PR #585, opened 2023-09-26
use RSB for x = (y << n) - z;

bgregoir:
Should I add something in the change log?

### DIFF
--- a/proofs/compiler/arm_lowering.v
+++ b/proofs/compiler/arm_lowering.v
@@ -130,6 +130,9 @@ Definition get_arg_shift
   else
     None.
 
+Definition is_shift (ws : wsize) (e : pexpr) := 
+  if get_arg_shift ws [::e] is None then true else false. 
+           
 Definition arg_shift
   (mn : arm_mnemonic) (ws : wsize) (e : pexprs) : arm_op * seq pexpr :=
   let '(osh, es) :=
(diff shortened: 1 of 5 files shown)


proofs/compiler/arm_lowering.v
```diff
@@ -236,11 +239,14 @@ Definition lower_Papp2_op
       Some (ADD, e0, [:: e1 ])
   | Omul (Op_w _) =>
       Some (MUL, e0, [:: e1 ])
-  | Osub (Op_w _) =>
+  | Osub (Op_w ws) =>
```
vbgl, line 242: This is not needed. There is a check above that `ws` is `reg_size`.

vbgl (commented):
Is it necessary (useful?) to have such a complex test case?

proofs/compiler/arm_lowering.v
bgregoir: I will fix that

vbgl:
And indeed, a changelog entry would be nice.

bgregoir:
I think it is as useful x = y + z << n   or  x = y - z << n;
It is not needed since we can write x = #ADD(y, z << n) or x = #SUB(y, z << n); or x = RSB(z, y << n).
But it is maybe less readable.

vbgl:
I’m still not convinced by the large test case.

bgregoir:
Sorry Vincent, I miss understood your message: 
" to have such a complex test case?"
I will fix that.

bgregoir:
Done, I think it is now very simple.
Again sorry for the miss understanding

vbgl:
No problem. Thanks for your contribution.

vbgl (approved):

PR #597, opened 2023-10-02
Optimize arm_cmd_large_arith_imm

### LINKED ISSUE #379: Optimize `arm_cmd_large_arith_imm`
The function `arm_cmd_large_arith_imm` is used to perform an arithmetic instruction with a 32 bit immediate in ARM. To do so, we split the immediate in its lower and higher 16 bits, load each half with `MOV` and `MOVT`, and then perform the operation. If the immediate is less than 2^16 then we can omit the `MOVT`, and if it's less than 4096 we can omit the `MOV` as well .

sarranz:
Now `$ ./jasminc -arch arm-m4 tests/success/arm-m4/memcmp.jazz -pasm` gives
```
memcmp:
	push	{lr}
	SUB 	r12, sp, #8
```
instead of
```
memcmp:
	push	{lr}
	MOV 	r12, #8
	MOVT	r12, #0
	SUB 	r12, sp, r12
```

Closes #379.

### DIFF
--- a/CHANGELOG.md
+++ b/CHANGELOG.md
@@ -28,6 +28,12 @@
   other parameters. See `tests/success/common/test_globals.jazz`.
   ([PR #595](https://github.com/jasmin-lang/jasmin/pull/595)).
 
+- The generated code for allocating and freeing stack frames in ARM has been
+  slightly optimized: small constants are used as immediates, 16-bit or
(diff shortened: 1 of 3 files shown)


vbgl (approved):
Does this deserve a few words in the changelog?

sarranz:
> Does this deserve a few words in the changelog?

Sure, give me a minute

vbgl:
Thanks.

PR #602, opened 2023-10-04
Cleanup linearization proof

sarranz:


bgregoir (commented):
I have not read everything but I think get_varis should be rename in get_var_is or get_vars_i

sarranz:
> I have not read everything but I think get_varis should be rename in get_var_is or get_vars_i

You are right, done.

PR #603, opened 2023-10-04
add some  bewteen CT and SCT annotation

bgregoir:
This is a partial patch. But it allows to have usual annotation for CT and SCT that at used for export function compatible 
with both type system.


bgregoir:
At some point, more refactoring between the two type system should be done.

Issue #604, opened 2023-10-05
inconsistant/non uniform traitement  of global and param


bgregoir:
```
u32 x = 2;
param int x = 1;

export fn f_param() -> reg u32 {
  reg u32 r;
  r = x;
  return r;
}

param int y = 1;
u32 y = 2;

export fn f_global() -> reg u32 {
  reg u32 r;
  r = y;
  return r;
}
```
both functions return 1; I think f_global should return 2.

bgregoir:
/* -------------------------------------------------------------------- */
/* After param expansion */

global u32 x.177 = 0X2;

global u32 y.176 = 0X2;
export
fn f_param () -> (reg u32) {
  reg u32 r.179;
  
  r.179 = ((32u) 1); /* u32 */
  return (r.179);
}

export
fn f_global () -> (reg u32) {
  reg u32 r.178;
  
  r.178 = ((32u) 1); /* u32 */
  return (r.178);
}

vbgl:
Compiling with version 2023.06.3 produces the following warnings:
> "bug_604.jazz", line 2 (10-11)
warning: the variable x is already declared at "bug_604.jazz", line 1 (4-5)
"bug_604.jazz", line 11 (4-5)
warning: the variable y is already declared at "bug_604.jazz", line 10 (10-11)

Moreover, the generated assembly is as follows:

~~~
f_global:
        movl    glob_data + 0(%rip), %eax
        ret
f_param:
        movl    $1, %eax
        ret
        .data
        .p2align        5
glob_data:
      .byte 2
      .byte 0
      .byte 0
      .byte 0
~~~

So function `f_global` reads from the global `y` and returns 2, whereas `f_param` returns 1 (i.e., the value of the parameter ’x`).

PR #605, opened 2023-10-05
clearer resolution of variables + add warning

bgregoir:
this PR solve #604.

### DIFF
--- a/compiler/src/pretyping.ml
+++ b/compiler/src/pretyping.ml
@@ -405,7 +405,7 @@ end  = struct
       env.e_declared := P.Spv.add v !(env.e_declared);
       push_core env v Slocal
 
-    let push_implicit (env : 'asm env) (v : P.pvar) = 
+    let push_implicit (env : 'asm env) (v : P.pvar) =
       assert (not (Map.mem v.P.v_name env.e_vars));
       push_core env v Slocal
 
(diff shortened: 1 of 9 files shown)


bgregoir:
Any comment ?

vbgl:
The refactoring looks OK. I don’t understand the new warnings though. IMHO they do not belong to pre-typing but to your IDE or the so-called linter.

bgregoir:
This is true, but we spend two hours (with Tiago) to debug a program due to this absence of warning.
Another problem, for used declaration, is that we do not keep track of the local variables declaration, this mean that it is hard to write a linter that will warn stuff after pretyping (since the info does not exists anymore).

bgregoir:
Maybe I can remove the warning from that file and store the needed info somewhere else. 
Then I can add a linter.ml that will for the moment only print that warning.
But we can extent it to print more.
Should I do that ?

compiler/src/pretyping.ml
```diff
@@ -369,30 +371,51 @@ end = struct
...
+      { env with e_decls = P.MIparam d :: env.e_decls } 
+    
+    let push_local (env : 'asm env) (v : P.pvar) =
+      env.e_declared := P.Spv.add v !(env.e_declared);
+      push_core env v Slocal
 
-    let find (x : A.symbol) (env : 'asm env) =
-      Map.Exceptionless.find x env.e_vars
-  end
+    let push_implicit (env : 'asm env) (v : P.pvar) =
```
vbgl, line 408:
```suggestion
    let push_implicit (env : 'asm env) (v : P.pvar) =
```

vbgl (approved):
Please add a CHANGELOG entry.

PR #606, opened 2023-10-05
Allow spilling MSFs to MMX

sarranz:
I didn't add anything to the CHANGELOG because we already have the SLH item, let me know if I should point this out.


bgregoir (approved):
Thank

PR #611, opened 2023-10-10
Remove dead functions after loop unrolling

### LINKED ISSUE #607: Variable allocation internal error
I have no clue what's going on here, so I don't know whether this is already covered by a different issue. The `if (false)` seems to be necessary.
```
fn f(reg ptr u64[1] a, reg u64 x) -> stack u64[1], reg u64 {
    stack ptr u64[1] s;
    s = a;
    a = s;
    return a, x;
}

export
fn main() {
    reg u64 x;
    x = 0;

    stack u64[1] a;
    a[0] = 0;

    if (false) {
        _, _ = f(a, x);
    }
}
```
gives
```
"ble.jazz", line 3 (4-10):
internal compilation error in function f:
  Variable allocation: a (defined at "ble.jazz", line 1 (20-21)) and RAX : variable already set
```

vbgl:
Fixes #607

### DIFF
--- a/CHANGELOG.md
+++ b/CHANGELOG.md
@@ -74,6 +74,10 @@
   ([PR 600]((https://github.com/jasmin-lang/jasmin/pull/600);
   fixes [#599](https://github.com/jasmin-lang/jasmin/issues/599)).
 
+- Remove dead functions after loop unrolling
+  ([PR 611](https://github.com/jasmin-lang/jasmin/pull/611);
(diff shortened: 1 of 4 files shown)


sarranz:
If you think it a good idea, I can add
```
    if (false) {
        _, _ = f(a, x);
    } else {
        x += 1;
    }

    x += a[0];
    return x;
```
to the test case, similar to what the libjade code does, so that it's not completely dead code.

bgregoir (approved):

***

§ **What is required**: Return word for word the lines above from the line with "fn f_global ()" to the line with "reads from the", including both and leaving out all others.

§ **Solution to this exercise**:
fn f_global () -> (reg u32) {
  reg u32 r.178;
  
  r.178 = ((32u) 1); /* u32 */
  return (r.178);
}

vbgl:
Compiling with version 2023.06.3 produces the following warnings:
> "bug_604.jazz", line 2 (10-11)
warning: the variable x is already declared at "bug_604.jazz", line 1 (4-5)
"bug_604.jazz", line 11 (4-5)
warning: the variable y is already declared at "bug_604.jazz", line 10 (10-11)

Moreover, the generated assembly is as follows:

~~~
f_global:
        movl    glob_data + 0(%rip), %eax
        ret
f_param:
        movl    $1, %eax
        ret
        .data
        .p2align        5
glob_data:
      .byte 2
      .byte 0
      .byte 0
      .byte 0
~~~

So function `f_global` reads from the global `y` and returns 2, whereas `f_param` returns 1 (i.e., the value of the parameter ’x`).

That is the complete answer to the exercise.